I never typed that  I think my friend must have seen that post and proceeded to help you out  I am sorry I am of no help when it comes to Visual Basic  I think he refers to either full screen or just a small window. I have no idea what he means by the phrase "vbmaximised". Will come to you if I meet him again.

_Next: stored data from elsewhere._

PR #1271, opened 2019-04-08
include error message with custom raised errors

ruslantalpa:
currently only details/hint shows up, error (the main message) is skipped

there is a test to fix, trying to do it directly from GH interface, don't have local clone configured, if it does not work we'll delete it later

### DIFF
--- a/src/PostgREST/Error.hs
+++ b/src/PostgREST/Error.hs
@@ -129,6 +129,7 @@ instance JSON.ToJSON H.CommandError where
   toJSON (H.ResultError (H.ServerError c m d h)) = case toS c of
     'P':'T':_ ->
       JSON.object [
+        "message" .= (toS m::Text),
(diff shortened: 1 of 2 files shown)


steve-chavez:
The main message does show in a `"error": "Payment Required"` json, but not sure where this is coming from.

I think to maintain consistency it'll be better to show the message in the `"message"` key.

steve-chavez:
Now that https://github.com/PostgREST/postgrest/pull/1282 got merged, I think you can rebase and do the same change [here](https://github.com/PostgREST/postgrest/blob/master/src/PostgREST/Error.hs#L112) and `message` will show.

steve-chavez:
Now that I've remembered, in the case of `PT***` errors, the `message` is included as part of the status(e.g. 402 Payment Required). It's not included in the json body, it could be included, but it would be redundant.

PR #1272, opened 2019-04-08
Fix wrong status 404 when PATCH request didn't change anything

### LINKED ISSUE #1257: 404 when PATCH/update didn't change anything

Qu4tro:
This is a simple attempt to fix the reported bug described in title.
So, citing #1257 and confirmed by this test in this PR:

> Right now in my tests, I'm getting 204 whether or not any rows were updated. 

This PR can be tweaked to take care of some of the failing tests, but like in the previous PR, I would argue that some of those failing tests should be tweaked as well.

Let me know what you think.

This resolves #1257 .

### DIFF
--- a/src/PostgREST/App.hs
+++ b/src/PostgREST/App.hs
@@ -162,8 +162,7 @@ app dbStructure proc conf apiRequest =
                     , if iPreferRepresentation apiRequest == Full
                         then Just $ toHeader contentType
                         else Nothing
-                    , Just . contentRangeH 1 0 $
-                        if shouldCount then Just queryTotal else Nothing
+                    , Just $ contentRangeH shouldCount 1 0 queryTotal
                     , if null pkCols
                         then Nothing
                         else (\x -> ("Preference-Applied", show x)) <$> iPreferResolution apiRequest
@@ -190,8 +189,7 @@ app dbStructure proc conf apiRequest =
               let (_, queryTotal, _, body) = extractQueryResult row
 
                   updateIsNoOp       = S.null $ pjKeys pJson
-                  contentRangeHeader = contentRangeH 0 (queryTotal - 1) $
-                                          if shouldCount then Just queryTotal else Nothing
+                  contentRangeHeader = contentRangeH shouldCount 0 (queryTotal - 1) queryTotal
                   minimalHeaders     = [contentRangeHeader]
                   fullHeaders        = toHeader contentType : minimalHeaders
 
@@ -205,7 +203,7 @@ app dbStructure proc conf apiRequest =
 
                 (CTSingularJSON, _, Full) ->
                   do HT.condemn
-                     return $ singularityError 0
+                     return $ singularityError queryTotal
 
                 (_, _, Full) ->
                   return $ responseLBS status fullHeaders (toS body)
@@ -255,8 +253,7 @@ app dbStructure proc conf apiRequest =
                     (iPreferRepresentation apiRequest) []
               row <- H.statement mempty stm
               let (_, queryTotal, _, body) = extractQueryResult row
-                  r = contentRangeH 1 0 $
-                    if shouldCount then Just queryTotal else Nothing
+                  r = contentRangeH shouldCount 1 0 queryTotal
               if contentType == CTSingularJSON
                  && queryTotal /= 1
                  && iPreferRepresentation apiRequest == Full
@@ -332,7 +329,7 @@ app dbStructure proc conf apiRequest =
       rangeHeader queryTotal tableTotal =
         let lower = rangeOffset topLevelRange
             upper = lower + toInteger queryTotal - 1
-            contentRange = contentRangeH lower upper (toInteger <$> tableTotal)
+            contentRange = contentRangeH (isJust tableTotal) lower upper $ (toInteger . fromJust) tableTotal
             status = rangeStatus lower upper (toInteger <$> tableTotal)
         in (status, contentRange)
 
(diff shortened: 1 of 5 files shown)


Qu4tro:
Added a few changes:

Using a empty payload no longer touches the db. They keep returning the same status as before.
PATCHs whose conditions result in no records found (and therefore no records updated) return 404.

1º was a necessary condition for 2º, because we need to distinguish between, declaring no changes and not founding records to change, which return different status codes.

What do you think?

src/PostgREST/App.hs
```diff
@@ -188,21 +188,47 @@ app dbStructure proc conf apiRequest =
...
-                          then status200
-                          else status204
-                return $ if iPreferRepresentation apiRequest == Full
-                  then responseLBS s [toHeader contentType, r] (toS body)
-                  else responseLBS s [r] ""
+
+                  contentRangeHeader = contentRangeH 0 (toInteger $ queryTotal-1)
+                        (toInteger <$> if shouldCount then Just queryTotal else Nothing)
+
+                  updateIsNoOp = case mutationDbRequest tSchema tName of
```
steve-chavez: This data can be obtained with `pjKeys pJson`(see PayloadJSON in Types.hs), without passing through `mutateRequest`.

steve-chavez:
> we need to distinguish between, declaring no changes and not founding records to change, which return different status codes.

Yes. This is correct :+1: 

However, the wildcard pattern matchs are a bit hard to follow. I think not hitting the database should not be a concern for now and the code can be a bit more concise(the added variables are good though). It could be something like:
```haskell
let
  contentRangeHeader = contentRangeH 0 (toInteger $ queryTotal - 1)
        (toInteger <$> if shouldCount then Just queryTotal else Nothing)
  minimalHeaders = [contentRangeHeader]
  fullHeaders = toHeader contentType : minimalHeaders
  updateIsNoOp = S.null $ pjKeys pJson
  status | queryTotal == 0 && not updateIsNoOp = status404
         | iPreferRepresentation apiRequest == Full = status200
         | otherwise = status204
return $ if iPreferRepresentation apiRequest == Full
  then responseLBS status fullHeaders (toS body)
  else responseLBS status minimalHeaders mempty
```

Qu4tro:
A few more commits.

- `pjKeys`
- Simplified the case statement. I've kept it over the `if`s expression, to better handle the `CTSingularJSON` possibility.
- Made contentRangeH polymorphic, so we can reduce the number of `toInteger` calls.

Qu4tro:
Additional commit for some whitespace. I think it reads better.

src/PostgREST/App.hs
```diff
@@ -188,21 +188,31 @@ app dbStructure proc conf apiRequest =
...
+                         | iPreferRepresentation apiRequest == Full = status200
+                         | otherwise                                = status204
+
+              case (contentType, queryTotal, iPreferRepresentation apiRequest) of
+                (CTSingularJSON, 1, Full) ->
+                  return $ responseLBS status fullHeaders (toS body)
+
+                (CTSingularJSON, _, Full) ->
+                  do HT.condemn
+                     return $ singularityError 0
```
steve-chavez: Previously we had:
```haskell
return $ singularityError (toInteger queryTotal)
```
It'd be better to keep the queryTotal instead of always returning 0.

I'm surprised this wasn't included in any test. Perhaps you could add one for making sure we don't miss this again.

src/PostgREST/App.hs
```diff
@@ -381,7 +392,7 @@ rangeStatus lower upper (Just total)
   | (1 + upper - lower) < total = status206
   | otherwise               = status200
 
-contentRangeH :: Integer -> Integer -> Maybe Integer -> Header
+contentRangeH :: (Integral a, Show a) => a -> a -> Maybe a -> Header
```
steve-chavez: Nice! :+1:

src/PostgREST/App.hs
Qu4tro: Ah, nice catch, thanks!

Qu4tro:
Further commit that fixes the issue mentioned above. I've also hardcoded the tests, so it doesn't only check if it is an error, but which as well.

Curious thing happened on 
https://github.com/PostgREST/postgrest/pull/1272/files#diff-d36f1ad401857a200ca8d27e932681f8L64
Re-running the tests (without destroying db), yields different results (6 or 7).
Kept previous check instead, as the case its tested further down.

src/PostgREST/App.hs
```diff
@@ -188,21 +187,30 @@ app dbStructure proc conf apiRequest =
...
+                  updateIsNoOp       = S.null $ pjKeys pJson
+                  contentRangeHeader = contentRangeH shouldCount 0 (queryTotal - 1) queryTotal
+                  minimalHeaders     = [contentRangeHeader]
+                  fullHeaders        = toHeader contentType : minimalHeaders
+
+                  status | queryTotal == 0 && not updateIsNoOp      = status404
+                         | iPreferRepresentation apiRequest == Full = status200
+                         | otherwise                                = status204
+
+              case (contentType, queryTotal, iPreferRepresentation apiRequest) of
```
steve-chavez: queryTotal is only used by 1 match, so how about expressing this as:
```haskell
case (contentType, iPreferRepresentation apiRequest) of
  (CTSingularJSON, Full)
    | queryTotal == 1 -> return $ responseLBS status fullHeaders (toS body)
    | otherwise -> HT.condemn >> return (singularityError queryTotal)

  (_, Full) ->
    return $ responseLBS status fullHeaders (toS body)

  (_, _) ->
    return $ responseLBS status minimalHeaders mempty
```

src/PostgREST/App.hs
```diff
@@ -322,7 +329,7 @@ app dbStructure proc conf apiRequest =
       rangeHeader queryTotal tableTotal =
         let lower = rangeOffset topLevelRange
             upper = lower + toInteger queryTotal - 1
-            contentRange = contentRangeH lower upper (toInteger <$> tableTotal)
+            contentRange = contentRangeH (isJust tableTotal) lower upper $ (toInteger . fromJust) tableTotal
```
steve-chavez: We should [avoid partial functions](https://wiki.haskell.org/Avoiding_partial_functions) as much as we can. There are some of those in the codebase, but I've been removing them in any chance I get. Could you express this in other way and avoid `fromJust`?

Qu4tro: Yes, I understand.

I've changed to this form, because it was shorter and `total` was never instantiated if `shouldCount` was false. 

Anyway, to avoid this form, which is I agree, is not ideal, I just reverted to the previous form.

src/PostgREST/App.hs
Qu4tro: Changed to suggested.

steve-chavez:
@Qu4tro Thank you! Sorry the review took so long.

Edit: He says that it refers to the initial state of the window, ie maximised or minimised (in the taskbar). The "vb" is just the code.


----------



## syker (Jun 21, 2010)

Fourstaff said:


> I never typed that  I think my friend must have seen that post and proceeded to help you out  I am sorry I am of no help when it comes to Visual Basic  I think he refers to either full screen or just a small window. I have no idea what he means by the phrase "vbmaximised". Will come to you if I meet him again.
> 
> Edit: He says that it refers to the initial state of the window, ie maximised or minimised (in the taskbar). The "vb" is just the code.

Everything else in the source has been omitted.